[To do] Transcribe the following records in full, exactly as shown.

(Recorded data)
PR #355, opened 2025-07-19
docs: Fix file name of `1-leak-fixes.patch`

regseb:
The file is named [_**1**-leak-fixes.patch_](https://github.com/daijro/camoufox/blob/v135.0.1-beta.24/patches/playwright/1-leak-fixes.patch), but in the [table](https://github.com/daijro/camoufox/blob/v135.0.1-beta.24/patches/playwright/README.md#playwright-patches) it's _**0**-leak-fixes.patch_.


JWriter20:
Your fix landed in `v152.0.4-beta.29` via #707, as commit `692529f` ("docs: Fix file name of `1-leak-fixes.patch`").

Closing as superseded — thanks for catching the docs error.

PR #415, opened 2025-11-09
Open newpage in a new tab in an existing window instead of in an new window

abhijithp135:
Usage:

```
import {chromium, firefox} from "playwright"
import { launchOptions } from 'camoufox-js';

(async () => {
	const browser = await firefox.launch({
		...await launchOptions({
			headless: false,
		})
	})
	
	const conext = await browser.newContext()
	const page1 = await conext.newPage()
	await page1.goto('https://example.com');
	const page2 = await conext.newPage()
	await page2.goto('https://example.com');
	
	// Wait for 5 secs
	await new Promise(resolve => setTimeout(resolve, 5000))
	await page1.close()
	await page2.close()
	await context.close()
	await browser.close()
})();

```

### DIFF
--- a/additions/juggler/TargetRegistry.js
+++ b/additions/juggler/TargetRegistry.js
@@ -309,6 +309,45 @@ class TargetRegistry {
 
   async newPage({browserContextId}) {
     const browserContext = this.browserContextForId(browserContextId);
+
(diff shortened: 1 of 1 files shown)


JWriter20:
Closing as this is now the current behavior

[Answer to this exercise]
PR #355, opened 2025-07-19
docs: Fix file name of `1-leak-fixes.patch`

regseb:
The file is named [_**1**-leak-fixes.patch_](https://github.com/daijro/camoufox/blob/v135.0.1-beta.24/patches/playwright/1-leak-fixes.patch), but in the [table](https://github.com/daijro/camoufox/blob/v135.0.1-beta.24/patches/playwright/README.md#playwright-patches) it's _**0**-leak-fixes.patch_.


JWriter20:
Your fix landed in `v152.0.4-beta.29` via #707, as commit `692529f` ("docs: Fix file name of `1-leak-fixes.patch`").

Closing as superseded — thanks for catching the docs error.

PR #415, opened 2025-11-09
Open newpage in a new tab in an existing window instead of in an new window

abhijithp135:
Usage:

```
import {chromium, firefox} from "playwright"
import { launchOptions } from 'camoufox-js';

(async () => {
	const browser = await firefox.launch({
		...await launchOptions({
			headless: false,
		})
	})
	
	const conext = await browser.newContext()
	const page1 = await conext.newPage()
	await page1.goto('https://example.com');
	const page2 = await conext.newPage()
	await page2.goto('https://example.com');
	
	// Wait for 5 secs
	await new Promise(resolve => setTimeout(resolve, 5000))
	await page1.close()
	await page2.close()
	await context.close()
	await browser.close()
})();

```

### DIFF
--- a/additions/juggler/TargetRegistry.js
+++ b/additions/juggler/TargetRegistry.js
@@ -309,6 +309,45 @@ class TargetRegistry {
 
   async newPage({browserContextId}) {
     const browserContext = this.browserContextForId(browserContextId);
+
(diff shortened: 1 of 1 files shown)


JWriter20:
Closing as this is now the current behavior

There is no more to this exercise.